SUPPLIED DATA |
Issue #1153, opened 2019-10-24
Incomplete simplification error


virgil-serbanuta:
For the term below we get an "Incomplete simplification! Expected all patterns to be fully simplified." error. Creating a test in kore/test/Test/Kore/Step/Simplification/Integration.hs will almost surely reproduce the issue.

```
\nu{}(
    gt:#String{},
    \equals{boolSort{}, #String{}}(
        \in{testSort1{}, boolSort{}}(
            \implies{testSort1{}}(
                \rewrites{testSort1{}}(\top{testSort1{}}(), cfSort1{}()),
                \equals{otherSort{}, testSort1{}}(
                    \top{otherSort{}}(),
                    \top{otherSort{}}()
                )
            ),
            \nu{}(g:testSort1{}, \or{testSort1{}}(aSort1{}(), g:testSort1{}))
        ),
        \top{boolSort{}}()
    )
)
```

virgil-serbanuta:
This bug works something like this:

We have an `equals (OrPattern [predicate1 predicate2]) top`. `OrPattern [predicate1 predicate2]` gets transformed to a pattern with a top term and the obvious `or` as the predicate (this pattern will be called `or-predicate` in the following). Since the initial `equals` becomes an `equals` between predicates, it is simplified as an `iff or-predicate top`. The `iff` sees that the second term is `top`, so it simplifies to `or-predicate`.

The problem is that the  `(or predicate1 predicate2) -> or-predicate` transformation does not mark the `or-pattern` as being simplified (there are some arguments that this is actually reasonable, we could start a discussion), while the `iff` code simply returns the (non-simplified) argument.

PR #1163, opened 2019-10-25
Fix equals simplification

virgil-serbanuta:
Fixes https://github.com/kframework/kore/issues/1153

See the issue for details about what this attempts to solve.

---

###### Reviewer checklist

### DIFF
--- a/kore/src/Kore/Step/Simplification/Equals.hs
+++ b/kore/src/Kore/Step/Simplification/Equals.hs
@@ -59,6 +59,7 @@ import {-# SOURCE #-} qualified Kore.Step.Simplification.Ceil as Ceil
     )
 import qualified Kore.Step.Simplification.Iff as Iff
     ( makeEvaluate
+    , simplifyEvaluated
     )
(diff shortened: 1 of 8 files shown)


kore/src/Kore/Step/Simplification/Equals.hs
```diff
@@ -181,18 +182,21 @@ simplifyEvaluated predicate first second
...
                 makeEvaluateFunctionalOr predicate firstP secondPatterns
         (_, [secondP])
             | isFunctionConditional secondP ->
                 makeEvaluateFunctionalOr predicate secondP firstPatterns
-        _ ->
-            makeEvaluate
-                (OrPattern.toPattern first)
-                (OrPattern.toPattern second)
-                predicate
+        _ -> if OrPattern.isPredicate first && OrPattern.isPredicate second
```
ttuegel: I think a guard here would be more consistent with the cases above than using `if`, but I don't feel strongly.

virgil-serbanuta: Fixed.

* * *

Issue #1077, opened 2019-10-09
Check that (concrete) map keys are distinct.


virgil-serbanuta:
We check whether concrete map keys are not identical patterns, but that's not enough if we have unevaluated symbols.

WORK INSTRUCTION | Extract all lines of the records above that include "boolSort".

RESULT OF THIS EXERCISE |
    \equals{boolSort{}, #String{}}(
        \in{testSort1{}, boolSort{}}(
        \top{boolSort{}}()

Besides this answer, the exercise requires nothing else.